'''

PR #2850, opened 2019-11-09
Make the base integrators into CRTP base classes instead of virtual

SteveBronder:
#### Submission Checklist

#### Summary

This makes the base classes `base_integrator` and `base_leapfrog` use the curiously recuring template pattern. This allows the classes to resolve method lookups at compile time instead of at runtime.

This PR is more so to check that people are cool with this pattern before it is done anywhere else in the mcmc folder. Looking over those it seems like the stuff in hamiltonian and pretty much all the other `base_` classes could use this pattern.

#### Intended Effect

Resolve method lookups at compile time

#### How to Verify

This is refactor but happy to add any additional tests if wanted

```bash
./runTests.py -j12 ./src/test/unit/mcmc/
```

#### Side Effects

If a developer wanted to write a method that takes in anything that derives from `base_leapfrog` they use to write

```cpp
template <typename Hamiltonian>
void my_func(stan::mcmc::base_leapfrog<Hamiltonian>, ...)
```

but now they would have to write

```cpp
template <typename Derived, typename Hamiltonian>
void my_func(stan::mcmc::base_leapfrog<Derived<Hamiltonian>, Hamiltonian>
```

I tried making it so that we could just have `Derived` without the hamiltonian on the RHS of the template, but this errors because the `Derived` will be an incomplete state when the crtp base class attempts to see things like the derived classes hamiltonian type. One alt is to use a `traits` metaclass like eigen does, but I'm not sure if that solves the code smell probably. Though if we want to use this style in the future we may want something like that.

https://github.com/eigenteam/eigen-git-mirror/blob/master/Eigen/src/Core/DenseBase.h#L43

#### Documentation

'''
'''

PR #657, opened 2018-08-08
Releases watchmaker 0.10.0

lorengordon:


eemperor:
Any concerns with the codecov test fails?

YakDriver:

'''

#### What you should do:
Would you print exactly and only the lines of the material above that run from the line with "PR #2850, opened 2019-11-09" through the line with "This makes the", both included?

#### Exercise response:
PR #2850, opened 2019-11-09
Make the base integrators into CRTP base classes instead of virtual

SteveBronder:
#### Submission Checklist

#### Summary

This makes the base classes `base_integrator` and `base_leapfrog` use the curiously recuring template pattern. This allows the classes to resolve method lookups at compile time instead of at runtime.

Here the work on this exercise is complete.